這種情況下,陳天珩根本騰不出手去叫醫生,只能不斷喊著黎向皖,同時小心翼翼地留心別碰到他肚子。黎向皖的唇第一次索吻般蹭到他唇角時,陳天珩渾身肌肉瞬間繃緊,狼狽地偏頭躲過。
「嫂子……皖皖!」
當那柔軟的嘴唇再一次湊上來時,陳天珩終於再也忍不住,隨著自己的心意,迎合上去。
第13章
黎向皖非常溫順地接受了這個堪稱粗暴的吻,陳天珩咬著他嘴唇,半個身子虛虛壓在他身上,小臂撐在他耳邊,發狠般用力地親吻他。

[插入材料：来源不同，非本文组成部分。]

PR #221, opened 2017-09-14
TLT-3185 Blueprint Courses

Chris-Thornton-Harvard:
[TLT-3185](https://jira.huit.harvard.edu/browse/TLT-3185)
This adds the newly released feature of creating a Canvas blueprint course.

他發出聲黏膩的鼻音,勾在男人脖子上的胳膊收緊,把他朝自己更緊地壓了壓,於是所有的意亂情迷,那些不得說出口的愛戀和隱秘的渴望,全都化作曖昧熾熱的氣息,糾纏在兩人口唇之間。
陳天珩手掌反覆撫摸黎向皖微燙的臉頰,動作急促,但依舊透著視若珍寶地小心翼翼。他生著薄繭的掌心和指腹摩挲著因為發燒而格外敏感的皮膚,讓黎向皖不由自主的輕輕顫抖起來。
正在親吻著他的人到底是誰黎向皖清清楚楚,但偏偏只發出模糊的呻.吟,不肯將那心中反覆呢喃的名字宣之於口,營造出燒得神志不清的假象。
他要讓陳天珩一步步走進他設好的陷阱中。
陳天珩果然沒有絲毫察覺,他放縱著那決堤的渴望,深吻毫無反抗之力的青年,碰到他睡衣下鼓起的肚子,又順著身體的曲線摸上他完全放鬆的脊背。
「皖皖。」他貪婪地親吻黎向皖微顫的眼睫,直到把那長而翹的烏睫濡濕,呼吸愈發粗重,不禁想像假如黎向皖知道了他趁著他生病做了什麼,會怎麼看他?
那雙明亮的,澄澈的眼睛裡,會染上懼怕和厭惡嗎?
「你為什麼偏偏是大哥的人呢?」
男人低沉的聲音響在黎向皖耳邊,真真切切,他身子輕不可察地一顫,鼻子兀地有些發酸。
黎向皖知道,事到如今,橫亘在他倆之間最大的障礙,依然是梁鴻。
陳天珩重情重義,也正是因為這點,他永遠也不會做出明目張胆占有兄弟的人這種不義之事,畢竟梁鴻生前是那麼地疼愛黎向皖,幾乎恨不得把他揉碎在血骨里。